CholeskyQR with Randomization and Pivoting for Tall Matrices (CQRRPT)
Maksim Melnichenko, Oleg Balabanov, Riley Murray, James Demmel, Michael W. Mahoney, Piotr Luszczek
TL;DR
CQRRPT addresses the expensive pivoting cost in QR with column pivoting for tall matrices by injecting a single randomized sketch, followed by a deterministic CholeskyQR-based preconditioning. The method yields a pivoted QR decomposition that preserves rank-revealing and stability properties under standard RandNLA assumptions, with a leading arithmetic cost of $3m n^{2}$ (plus sketch terms) and favorable communication characteristics. The authors provide rigorous RRQR and stability results, discuss practical rank estimation, and demonstrate substantial speedups over LAPACK's GEQP3 on large tall matrices, while maintaining explicit $\mathbf{Q}$ factors. The work positions CQRRPT as a robust, scalable tool for orthogonalization in high-performance computing, with open-source RandLAPACK implementations and directions for future sketching improvements and GPU/low-precision extensions.
Abstract
This paper develops and analyzes a new algorithm for QR decomposition with column pivoting (QRCP) of rectangular matrices with many more rows than columns. The algorithm carefully combines methods from randomized numerical linear algebra to accelerate pivot decisions for the input matrix and the process of decomposing the pivoted matrix into the QR form. The source of the latter improvement is CholeskyQR with randomized preconditioning. Comprehensive analysis is provided in both exact and finite-precision arithmetic to characterize the algorithm's rank-revealing properties and its numerical stability granted probabilistic assumptions of the sketching operator.
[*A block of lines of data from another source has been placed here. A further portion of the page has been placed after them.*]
PR #23, opened 2018-01-19
Button UX Cleanup

andrew-frueh:
Updated pull request with some additional work I added to the button component.  Have added a "glyph" and "dropdown" option for the button and included examples and documentation on the demo page.  After checking the 40px height in some existing apps like MeasuresManager and PatientIntake, I realized it looks a bit too big.  So I've adjusted the standard size to 35px height, and have included a "large" boolean option that should be used primarily for modals - where the 40px size looks better.


jtrujill:
What if instead of using a boolean for large or small we just created another component that represented a small button? I feel this is similar to function design and that it's better to break something out into its own thing rather than passing a boolean to change its function. In the future we could choose to style the small button radically different from the large button. By keeping them as the same component it increases the difficulty of maintaining the button.

So right now the large button has a tag of <button hc-button></button>
What I'm proposing is adding this new component <button hc-button-sm></button>

Sorry for the late response

andrew-frueh:
I would be okay with that @jtrujill - honestly I'm not entirely sure there is a need for the large size.  The only place where I thought it would still make sense is as the Save button on modals.  But I'm not sure that's really necessary.  I think we just need to start dropping this component into our apps and see how it's working in context.  Then we'll know if we need more than the 35px size.  So I'm gonna remove the "large" tag for now until we decide we need it.  Btw - couldn't help but notice the "Comment" button here on GitHub is 35px...so I'm feeling good about that decision :-)

src/app/lib/button/button.component.ts
```diff
@@ -23,6 +23,7 @@ export class ButtonComponent implements OnChanges {
   private supportedColors = ['primary', 'primary-alt1', 'primary-alt2', 'primary-alt3', 'secondary', 'tertiary'];
 
   @Input() color: ButtonColor = 'primary';
+  @Input() size = false;
```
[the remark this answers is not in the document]
andrew-frueh: Hey @benjanderson - as per the above comments with @jtrujill - I decided to remove the size size elements altogether.  So these elements have been removed in the most current commit.

src/app/lib/button/button-demo/button-demo.component.html
```diff
@@ -121,6 +129,13 @@ <h5>
             </td>
             <td width=50%>Boolean value that enables/disables the button</td>
         </tr>
+        <tr>
+            <td style="font-weight: 600">class</td>
```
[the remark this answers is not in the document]
andrew-frueh: Good call - I've switched this column to use th instead of td and adjusted the css accordingly. Committing that change now.

src/app/lib/button/button.component.scss
```diff
@@ -94,17 +94,17 @@
...
-    border-color: $secondary-button-hover-border;
+    border: 2px solid $secondary-button-hover-border;
   }
   &:active {
     background-color: $secondary-button-pressed;
     color: $secondary-button-hover-text;
-    border-color: $secondary-button-pressed-border;
+    border: 2px solid $secondary-button-pressed-border;
   }
   &:focus {
```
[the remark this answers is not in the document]
andrew-frueh: Let's hold on this for now and talk more at OpenSpace.  I have some concern that adding transition effects on hover can make the buttons feel less responsive - almost laggy.  And effects on click can be perceived as cute or gimmicky.

src/app/lib/colors.scss
```diff
@@ -17,7 +17,7 @@ $slate-gray-400: #708090;
 $white: #fff;
 $black: #000;
 $third-column-gray: #5e676f;
-$primary-blue: #00AEEF;
+$primary-blue: #00AEFF;
```
corytak: This isn't really relevant to this pull requests. But what are your thoughts about the color names in this colors.scss? If there were ever some major change in or corporate color scheme `primary-blue` locks us into blue as our primary color. Would it make more sense for this name to be just `primary`?

src/app/lib/button/button.component.ts
```diff
@@ -12,7 +12,9 @@ type ButtonColor = 'primary' | 'primary-alt1' | 'primary-alt2' | 'primary-alt3'
 
 @Component({
   selector: 'button[hc-button]',
-  template: '<ng-content></ng-content>',
+  template: `<i *ngIf="glyph" class="fa {{glyph}} button-glyph"></i>
+  <ng-content></ng-content>
+  <i *ngIf="dropdown" class="fa fa-chevron-down fa-fw button-dropdown"></i>`,
```
corytak: I know there's been some discussion about not having font awesome as a dependency. I'm wondering what a solution would look like if we didn't have font awesome. I remember there being talk about shipping with our own font. That may be the way to go without having an explicit dependency. But this should work if we list FontAwesome as a PeerDependency.

benjanderson: I really like this idea, I propose we wait a little for the library to mature before we do something like this. As we are probably going to have quite a bit of churn until we have a solid set of icons

src/app/lib/button/button-demo/button-demo.component.html
```diff
@@ -19,7 +27,6 @@ <h5>
         Disabled Buttons
     </h5>
     <button hc-button title="Disabled Button" color="primary" [disabled]="true">Disabled Button</button>
-    <a hc-button title="Disabled Link" color="primary" [disabled]="true">Disabled Link</a>
     <h5>
         Tertiary Buttons
```
benjanderson: It would be nice to have the anchor component near here to compare to the tertiary buttons

src/app/lib/button/button.component.ts
andrew-frueh: I totally agree @corykon - a few of us were talking about it this morning and that's definitely where we want to get to.  I think as a starting point for this library we'll include FontAwesome as a dependency - because honestly I don't think I could give you a comprehensive list of all the icons we'd need in a HCGlyphs font yet.  I've made a note to make that a discussion topic at our next Cashmere OpenSpace.

src/app/lib/colors.scss
andrew-frueh: My suggestion @corykon would be to take the bull by the horns here and create a fork of Cashmere for yourself, then make a branch for updates to the colors.scss file.  And we can talk it through as a group if you have a draft for the OpenSpace meeting.  Or submit a pull request and we can talk it through there.

src/app/lib/button/button-demo/button-demo.component.html
andrew-frueh: Completely agree @benjanderson - I'll get that added today and double check the styling on that anchor component.  Then hopefully this pull request will be ready to be merged.

andrew-frueh:
@benjanderson @corytak @jacquie @corykon - I made one more commit on this pull request to incorporate the anchor link into button demo and cleaned up its styling.  As Cory pointed out, we should probably get this pull committed soon so it doesn't start resulting in collisions.  So throw an approval on if you're good for me to merge this (and I think I'll probably merge & squash on this one because I have dozens of commits here).

Issue #17, opened 2018-01-17
Cashmere Demo Page


benjanderson:
The demo site was based off the site @andrew-frueh example of a [style guide](https://spark.healthcatalyst.com/community/ux/pages/components) on spark. The current version loosely resembles that example. Our demo of our components needs improvement to bring it up to modern style guide standards 

This is a list of things that need to be done, but is not comprehensive:
- [x] landing page (example: https://material.angular.io/ 
- [x] global navigation
- [x] link back to our github repo
- [x] global styles for documentation
- [ ] tabbed code (eg. html / typescipt) component
- [x] component list side bar styling
- [x] version number / alpha release warning

We desperately need help, if you wish to contribute please post your intention here or on #cashmere channel on slack. Please make pull requests small

joeskeen:
Before jumping into tabbed code, I'd like to add code syntax highlighting.  [ngx-highlightjs](https://murhafsousli.github.io/ngx-highlightjs/) looks promising, what do you think @benjanderson?

corytak:
My .02 if it's just for the demo project, I think it would be fine to add a library as a devDependency. If it's going into a component that we're shipping we'll probably need to evaluate libraries more strictly.

joeskeen:
As a n00b to the project, how are we separating out the demo project (cashmere.azurewebsites.net) from library code?  IMHO the demo project should have its own `package.json` so we don't inadvertently add dependencies to the library.

benjanderson:
I am ok with libraries in the demo project as long as they are not included in the main npm package. I am not sure how that works and will defer to @corytak if that is possible

corytak:
The package.json file in the dist folder is generated in build.js
```
shell.cp(`-Rf`, [`package.json`, `LICENSE`, `README.md`], `${NPM_DIR}`);
shell.sed('-i', 'dependencies','peerDependencies','dist/package.json');
```
Basically, it's copying the package.json to the dist folder and replacing `dependencies` with `peerDependencies`. To be included in the npm package/library, the new module needs to be added to src/app/lib/cashmere.ts (the public api). The app.module.ts is the demo app and each component so far has a demo folder as part of its code. 

I'm open to the idea of a separate package.json file for the demo app but am unsure about what it's implementation might look like or the best way to keep the two in sync.

joeskeen:
[...]

PR #24, opened 2018-01-19
Demo page improvement (landing page with some reorganization)

nickrflynn:
It's not pretty yet but it's a step towards something like [https://material.angular.io/](https://material.angular.io/)

(#17 - demo page needs improvement)


benjanderson:
I like the organization and the direction. I think we need some sort of global navigation even if its just the home page and the components. Its a little disorienting to be thrown into the components page without a way back

andrew-frueh:
Cool, good start @nickrflynn.  One small change I would suggest: can you give your <h2> line a font-weight of 300?  So it looks like the attached image.
screen shot 2018-01-19 at 5 09 08 pm

nickrflynn:
I know @benjanderson used https://material.angular.io/ as an example but do we have something else more specific in terms of a vision/mock up for the demo @andrew-frueh?

andrew-frueh:
Nope, nothing more specific than https://material.angular.io/ at the moment.  I'll give some more thought to content for this landing page.  But as far as the browsing experience for the actual components, I think the Angular spec is a great target.  Ultimately, we want this page to replace our style guide PDF.  Let's discuss this more at our next Cashmere Open Space meeting.

andrew-frueh:
Cool - changes look good @nickrflynn.  So @benjanderson - I know we're still working out our governance but for straight forward updates like this can we say if it gets UX signoff and a technical signoff from someone like yourself we can merge?  There is plenty more we'll want to do on the demo page, but I'm assuming the goal isn't to leave pull requests open forever.  Seems like the intent of this one was to introduce a landing page - and thumbs up from me on what Nick has checked in.

benjanderson:
Good point @andrew-frueh, this is a great incremental change. I will approve this knowing its just a base

andrew-frueh:
@benjanderson I added an approval of my own for posterity.  So what is standard practice now - is "Squash and Merge" usually the best way to merge to reduce the list of commits?  Or is that not a big deal?

benjanderson:
I don't have a strong opinion on whether to squash or not. Currently on my team we never squash to keep a better history and merges can be easier. However I can see the benefit of a squash with such a simple change like this. 

I do feel that the person who created the pull request should complete it

andrew-frueh:
Cool, that works for me @benjanderson - makes sense to me to not squash for the sake of preserving history.  And I also like the idea of the person submitting the pull request having the satisfaction of merging it.  So take it away @nickrflynn - go ahead an hit that big shiny merge button :-)

nickrflynn:
I actually can't complete it: `Only those with write access to this repository can merge pull requests.`

benjanderson:
you should have been sent an email or you can go here
https://github.com/HealthCatalyst/Fabric.Cashmere/invitations

PR #29, opened 2018-01-25
Checkbox v1

nickrflynn:
More will need to be done for full support in forms but I believe this is a good v1. 

Note: I also standardized the singular vs. plural component title and route for the button.  I think we all want them singular -- or at least consistent.


src/app/lib/checkbox/checkbox.component.html
```diff
@@ -0,0 +1,7 @@
+<div class="hc-checkbox-container" [ngClass]="{'disabled': disabled}">
+    <input type="checkbox" [attr.id]="name" [disabled]="disabled" [(ngModel)]="model" />
+    <label class="hc-checkbox-overlay" [attr.for]="name" [ngClass]="color"></label>
```
andrew-frueh: Lint caught this one error.  We got rid of the color option but forgot to remove it from the html.

src/app/lib/select/select-demo/select-demo.component.html
```diff
@@ -35,19 +38,26 @@ <h5>Disabled Select Component</h5>
...
       <tr>
-        <td style="font-weight: 600">[options]</td>
+        <th>[options]</th>
         <td>
             <span>Type:</span> Array
         </td>
         <td width=50%>An array of strings for the select options</td>
     </tr>
+    <tr>
+        <th>[disabled]</th>
```
corykon: thanks for going back and updating these 👍

src/app/lib/checkbox/checkbox.component.html
nickrflynn: Running `ng lint` locally didn't catch this.  I'll have to investigate why.

PR #34, opened 2018-01-26
add url rewrite for azure spa

benjanderson:


corykon:
Thanks for knocking this kind of stuff out.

An implementation of the proposed algorithm is described and made available inside the open-source RandLAPACK library, which itself relies on RandBLAS. Experiments with this implementation on an Intel Xeon Gold 6248R CPU demonstrate order-of-magnitude speedups over LAPACK's standard function for QRCP, and comparable performance to a specialized algorithm for unpivoted QR of tall matrices, which lacks the strong rank-revealing properties of the proposed method.